A vacina desenvolvida pela Pfizer e a BioNTech é mesmo eficaz na prevenção de sintomas e estados graves de covid-19 em doentes crónicos e de risco.

As conclusões são de um estudo realizado por Israel, o maior até à data, que envolveu quase um 1,4 milhões de pessoas.

Diabéticos ou doentes cardíacos, por exemplo, são dois dos grupos nos quais a vacina se mostrou eficaz na prevenção de estados graves. Mas o estudo prova ainda que a vacina foi 100% eficaz para pessoas com imunodeficiência.

No caso de doentes crónicos ou de risco associado à gravidez, à obesidade ou tabagismo o nível de eficácia para evitar agravamento da covid-19 supera os 90%

Por outro lado, as taxas de eficácia contra a infeção sintomática são ligeiramente inferiores:

  • 86% em doentes com diabetes tipo II
  • 84% em pessoas com imunodeficiências
  • 80% em doentes cardíacos ou com doenças renais crónicas
  • 75% em doenças cerebrovasculares .

Os resultados foram inferiores aos 96% da eficácia da vacina sete dia ou mais após a segunda dose, revelada pelo estudo e à eficácia de 95% adiantada por testes clínicos no ano passado.

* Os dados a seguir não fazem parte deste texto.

Issue #187, opened 2017-10-17
Improvements to (the tests for) the SystemNodeProvider class.


Potherca:
Prompted by #185 (written by my friend and colleague @mjrider) I would like to suggest a few improvements to the `Ramsey\Uuid\Provider\Node\SystemNodeProvider` class and the test it comes with:

1. The SystemNodeProviderTest mocks (part of) the class it is testing. [This is a testing anti-pattern](http://wiki.c2.com/?SubclassToTestAntiPattern). The main reason seems to be that, instead of changing the code to be testable, the test was changed (for the worse).
I would suggest [this change](https://github.com/potherca-contrib/uuid/compare/master...07228a3b3751018399a1679fca4d3cec04e20601) to fix that. (Taking it [one step further](https://github.com/potherca-contrib/uuid/compare/2bf98b246f6ff76730cb394dae7d3a50a6c3c4b5...ddd340a9241ed0cdf83b155d60a54b7e2aa37783) might be a bit too much.)
2. <del>All tests have `@runInSeparateProcess` and `@preserveGlobalState disabled` annotations. The only reason for this seems to be the use of a static variable in the `getNode` function.
By [replacing the static variable with a class variable](https://github.com/potherca-contrib/uuid/compare/07228a3b3751018399a1679fca4d3cec04e20601...2bf98b246f6ff76730cb394dae7d3a50a6c3c4b5) this issue can easily be resolved.</del>
The static variable in the `SystemNodeProvider::getNode()` function should be class-level, not function-level

The code I link to is a suggestion, if there are any reasons I have missed, the code can be changed accordingly.

Also, as a matter of priority, I'll wait with opening a PR for this until the changes in #185 have been merged to master, as that code is in the system and these changes are more for the benefit of the tests.

---

**Edit:** After a discussion with @mjrider I understand that having `$node` be static (i.e. shared across several instances of the same class) is desirable for performance by avoiding calling the functionality more than once. I have updated my suggestion to change the level of static variable.

ramsey:
What you've described here sounds good to me. Even the "taking it one step further" with the constructor is good, IMO. If you open this as a PR, I'll accept it. Thanks!

ramsey:
@Potherca, are you still interested in working on this?

Potherca:
Yup, thanks for the reminder! I was waiting for #185 and it slipped further down my todo list over the holidays.

I've already got work for this ready on my fork, I'll take a look at it and open a PR this coming week.

[...]

PR #211, opened 2018-01-31
Improvements to the SystemNodeProviderTest class

Potherca:
As stated in [the accompanying issue](https://github.com/ramsey/uuid/issues/187), the tests for the SystemNodeProvider class suffer from the "Subclass To Test" anti-pattern by mocking the class under test.

This merge request fixes that.

Besides a minor change in the class itself, this MR focuses exclusively on the test:

- The class under test is no longer mocked, instead the native PHP functions are mocked (using the already present AspectMock).
- Documentation is added to the test class to make it's purpose more clear.
- The main test case has been expanded with a data-provider that offers more descriptive examples of the input the class under test is expected to parse.
- Two new classes (and data-providers) have been added for negative scenario's.
- The methods in the test class have been grouped so that the test functions, the mock functions and the data-provides are grouped together.

It is possible that certain test scenarios are present twice because it was not entirely clear to me what each test was trying to accomplish as the test name where somewhat lacking a descriptive quality.

The recent division of logic for a Linux specific approach has also created duplication. If so desired I could make an attempt to de-duplicate the tests.

For now, this is what I've got, feedback welcome.

### DIFF
--- a/src/Provider/Node/SystemNodeProvider.php
+++ b/src/Provider/Node/SystemNodeProvider.php
@@ -88,17 +88,16 @@ class SystemNodeProvider implements NodeProviderInterface
     {
         $mac = false;
 
-        if (strtoupper(php_uname('s')) === "LINUX") {
+        if (strtoupper(php_uname('s')) === 'LINUX') {
             $addressPaths = glob('/sys/class/net/*/address', GLOB_NOSORT);
 
             if (empty($addressPaths)) {
                 return false;
             }
 
-            $macs = array_map(
-                'file_get_contents',
-                $addressPaths
-            );
+            array_walk($addressPaths, function ($addressPath) use (&$macs) {
+                $macs[] = file_get_contents($addressPath);
+            });
 
             $macs = array_map('trim', $macs);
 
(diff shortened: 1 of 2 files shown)


Potherca:
I have no idea what's with coveralls :crying_cat_face:

ramsey:
Re: Coveralls... it's not a big deal. As long as Travis CI is passing. :smile:

src/Provider/Node/SystemNodeProvider.php
```diff
@@ -88,17 +88,16 @@ protected function getSysfs()
...
 
             if (empty($addressPaths)) {
                 return false;
             }
 
-            $macs = array_map(
-                'file_get_contents',
-                $addressPaths
-            );
+            array_walk($addressPaths, function ($addressPath) use (&$macs) {
```
ramsey: Does `array_walk()` perform better than `array_map()` or was this change made because it's easier to mock the functions and test them?

Potherca: It was done because of the mock. `array_map` performs slightly better (see [the related benchmark](https://gist.github.com/Potherca/51c7b6409f4d947c3bd7684c9cf0d96b)).

Potherca:
The Arrange / Act / Assert pattern is quite commonplace, although it is usually not called by its name.

Some useful references:

- http://wiki.c2.com/?ArrangeActAssert
- https://msdn.microsoft.com/en-us/library/hh694602.aspx#Anchor_3

PR #301, opened 2026-06-29
fix(is-mining): ensure `is_mining` represents a paused state rather than hashrate

### LINKED ISSUE #303: discussion: is_mining representation
is_mining should represent whether the miner has been paused via software.

b-rowan:
`is_mining` should represent whether the miner is paused or not, rather than just checking if hashrate is 0.

A good example of this is for a watchdog, the watchdog should check the hashrate of the miner, and if it is bad, it should restart it, UNLESS the miner is paused by the user.


cfilipescu:
you forgot epic firmware. it has the same logic

PR #305, opened 2026-06-29
docs: add miner support review guidelines

cfilipescu:
## Summary
- add review guidelines for new miner and firmware support PRs
- document parser structure, hardware metadata, live API validation, supported controls, and live-test expectations
- include guidance for avoiding one-off abstractions and documenting live endpoint quirks

## Verification
- not run; docs-only change

### DIFF
--- a/docs/development/miner-support-review-guidelines.md
+++ b/docs/development/miner-support-review-guidelines.md
@@ -20,7 +20,7 @@ for behavior that cannot be validated with static fixtures.
 7. Implement supported controls if live endpoints exist; return unsupported only after checking.
 8. Verify live API method, endpoint, payload, auth, and response parsing instead of assuming browser or Antminer behavior.
 9. Add ignored live tests for destructive or hardware-dependent actions.
-10. Promote reusable cross-firmware behavior to core or shared utilities, not backend-local helpers.
+10. Keep backend-specific behavior self-contained unless a shared data model or core contract requires otherwise.
 
 ## Backend Structure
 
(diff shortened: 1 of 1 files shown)


docs/development/miner-support-review-guidelines.md
```diff
@@ -0,0 +1,154 @@
...
+1. Keep command constants local to the function that uses them.
+2. Match the structure of existing mature backends before inventing a new shape.
+3. Prefer early exits over deeply chained iterator parsing for miner data/config.
+4. Inline small one-off parsing helpers when they only obscure nearby logic.
+5. Use model hardware metadata for expected fans, boards, and chips when it is available.
+6. Avoid fixed magic ranges for boards or chains when the response or model can drive iteration.
+7. Implement supported controls if live endpoints exist; return unsupported only after checking.
+8. Verify live API method, endpoint, payload, auth, and response parsing instead of assuming browser or Antminer behavior.
+9. Add ignored live tests for destructive or hardware-dependent actions.
+10. Promote reusable cross-firmware behavior to core or shared utilities, not backend-local helpers.
```
b-rowan: Not entirely sure we want to do this?  I would prefer to silo implementations as much as possible, my general thought is that backends should be fully self contained as much as possible.  This isn't possible with the data model for example, but the less we have to share the better.

docs/development/miner-support-review-guidelines.md
```diff
@@ -0,0 +1,154 @@
...
+`value_by_keys` is not worth keeping if it only saves a few lines and makes the
+actual accepted response shape harder to see.
+
+Do not create a separate parse function and then perform similar parsing right
+after it. Keep the full parsing behavior in one place unless it is reused by
+multiple public paths or multiple firmware versions.
+
+For hashboards, avoid fixed upper bounds like `1..=9` unless the protocol truly
+requires that range. Prefer deriving chain indexes from response keys such as
+`chain_acnN`, or use `device_info.hardware.board_count()` when model metadata is
```
b-rowan: chain_acnN isn't a constant across multiple types, I would just remove this.

b-rowan (changes requested):

b-rowan (approved):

No entanto, os investigadores revelam algum otimismo que, ainda assim, a vacina ofereça proteção contra doença grave em pessoas que sejam infetadas após a toma do fármaco.

A proteção é ligeiramente reduzida entre pacientes com várias comorbidades. Estes resultados são muito encorajadores, uma vez que sugerem que a maioria dos casos de covid-19  serão evitados pela vacinação, mesmo em idosos e doentes crónicos", disse Ran Balicer, diretor de inovação da Clalit .

"Pessoas com doenças crónicas, múltiplas doenças crónicas ou graves, devem ser vacinadas porque a vacina é muito eficaz em protegê-los contra as altas taxas de complicações que são esperadas", disse ainda Balicer.

Recorde-se que a vacina da BioNTech/Pfizer, assente na tecnologia do ARN mensageiro, tem sido a principal escolha de Bruxelas para fazer face aos contratempos na campanha de vacinação europeia, querendo o executivo comunitário que sejam também estas farmacêuticas a desenvolver vacinas contra as novas variantes para a UE, num total de 1,8 mil milhões de doses para 2022 e 2023.